**WHAT THE TASK REQUIRES:** Each line of the entries that mentions the string "forward" needs to be reported.
[[ DATA RECORDS, beginning ]]
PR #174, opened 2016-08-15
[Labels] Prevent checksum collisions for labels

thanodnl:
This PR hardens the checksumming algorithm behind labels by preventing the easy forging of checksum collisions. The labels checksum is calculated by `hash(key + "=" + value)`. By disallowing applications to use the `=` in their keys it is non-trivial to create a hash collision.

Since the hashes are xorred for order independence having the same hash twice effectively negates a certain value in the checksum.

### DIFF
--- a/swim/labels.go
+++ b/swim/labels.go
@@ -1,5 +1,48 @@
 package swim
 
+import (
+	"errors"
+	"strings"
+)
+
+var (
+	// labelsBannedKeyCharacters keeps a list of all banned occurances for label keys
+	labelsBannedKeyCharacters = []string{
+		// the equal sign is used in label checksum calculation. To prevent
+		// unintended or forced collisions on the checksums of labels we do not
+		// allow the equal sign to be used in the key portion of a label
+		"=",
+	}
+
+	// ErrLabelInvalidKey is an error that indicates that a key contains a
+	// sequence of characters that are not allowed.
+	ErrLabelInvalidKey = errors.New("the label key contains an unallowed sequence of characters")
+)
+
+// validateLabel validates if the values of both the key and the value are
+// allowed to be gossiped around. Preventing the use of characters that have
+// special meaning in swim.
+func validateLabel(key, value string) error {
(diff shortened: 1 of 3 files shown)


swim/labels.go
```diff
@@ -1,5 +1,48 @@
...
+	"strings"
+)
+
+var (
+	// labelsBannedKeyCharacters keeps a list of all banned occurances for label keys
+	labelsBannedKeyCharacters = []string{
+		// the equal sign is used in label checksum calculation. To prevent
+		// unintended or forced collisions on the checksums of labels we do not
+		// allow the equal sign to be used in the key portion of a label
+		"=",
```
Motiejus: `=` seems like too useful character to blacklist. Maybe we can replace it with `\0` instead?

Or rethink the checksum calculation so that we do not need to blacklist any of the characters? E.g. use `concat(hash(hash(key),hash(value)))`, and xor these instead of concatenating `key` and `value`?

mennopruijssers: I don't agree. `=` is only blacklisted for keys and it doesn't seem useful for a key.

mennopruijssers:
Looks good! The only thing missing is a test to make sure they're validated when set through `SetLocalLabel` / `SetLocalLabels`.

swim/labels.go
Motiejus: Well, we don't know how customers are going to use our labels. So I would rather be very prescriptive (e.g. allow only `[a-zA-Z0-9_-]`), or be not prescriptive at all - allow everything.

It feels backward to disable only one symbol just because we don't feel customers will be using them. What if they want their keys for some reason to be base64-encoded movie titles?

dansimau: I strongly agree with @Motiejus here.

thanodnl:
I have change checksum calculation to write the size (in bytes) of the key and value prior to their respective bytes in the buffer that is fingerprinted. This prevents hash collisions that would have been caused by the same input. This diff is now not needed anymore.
[[ DATA RECORDS, end ]]
[[ DATA RECORDS, beginning ]]
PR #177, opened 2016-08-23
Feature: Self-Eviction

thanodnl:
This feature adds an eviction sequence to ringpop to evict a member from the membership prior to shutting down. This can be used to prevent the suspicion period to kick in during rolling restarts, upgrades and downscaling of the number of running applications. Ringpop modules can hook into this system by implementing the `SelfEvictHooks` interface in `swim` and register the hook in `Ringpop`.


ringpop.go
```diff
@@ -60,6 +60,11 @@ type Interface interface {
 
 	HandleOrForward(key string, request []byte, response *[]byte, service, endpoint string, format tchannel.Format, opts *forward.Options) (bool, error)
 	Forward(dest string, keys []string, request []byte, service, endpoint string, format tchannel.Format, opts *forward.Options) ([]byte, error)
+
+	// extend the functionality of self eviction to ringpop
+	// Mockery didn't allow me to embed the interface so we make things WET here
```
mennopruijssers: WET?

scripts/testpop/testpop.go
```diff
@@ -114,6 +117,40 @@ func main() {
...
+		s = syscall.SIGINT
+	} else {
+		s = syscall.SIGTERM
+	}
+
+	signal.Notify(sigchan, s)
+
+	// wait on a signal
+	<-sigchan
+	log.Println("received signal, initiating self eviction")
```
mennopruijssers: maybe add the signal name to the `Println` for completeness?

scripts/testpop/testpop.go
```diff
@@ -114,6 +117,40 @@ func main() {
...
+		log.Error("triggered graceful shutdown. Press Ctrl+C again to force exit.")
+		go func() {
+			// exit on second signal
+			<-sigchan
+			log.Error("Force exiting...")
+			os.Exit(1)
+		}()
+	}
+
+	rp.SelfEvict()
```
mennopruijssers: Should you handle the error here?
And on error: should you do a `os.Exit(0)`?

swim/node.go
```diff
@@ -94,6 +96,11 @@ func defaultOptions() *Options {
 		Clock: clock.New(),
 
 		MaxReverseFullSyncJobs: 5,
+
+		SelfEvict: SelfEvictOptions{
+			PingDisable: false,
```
[[ DATA RECORDS, end ]]
[[ DATA RECORDS, beginning ]]
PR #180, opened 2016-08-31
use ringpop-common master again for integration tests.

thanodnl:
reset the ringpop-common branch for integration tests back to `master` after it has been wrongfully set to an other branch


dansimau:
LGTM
[[ DATA RECORDS, end ]]
**RESPONSE TO THIS EXERCISE:**
 	HandleOrForward(key string, request []byte, response *[]byte, service, endpoint string, format tchannel.Format, opts *forward.Options) (bool, error)
 	Forward(dest string, keys []string, request []byte, service, endpoint string, format tchannel.Format, opts *forward.Options) ([]byte, error)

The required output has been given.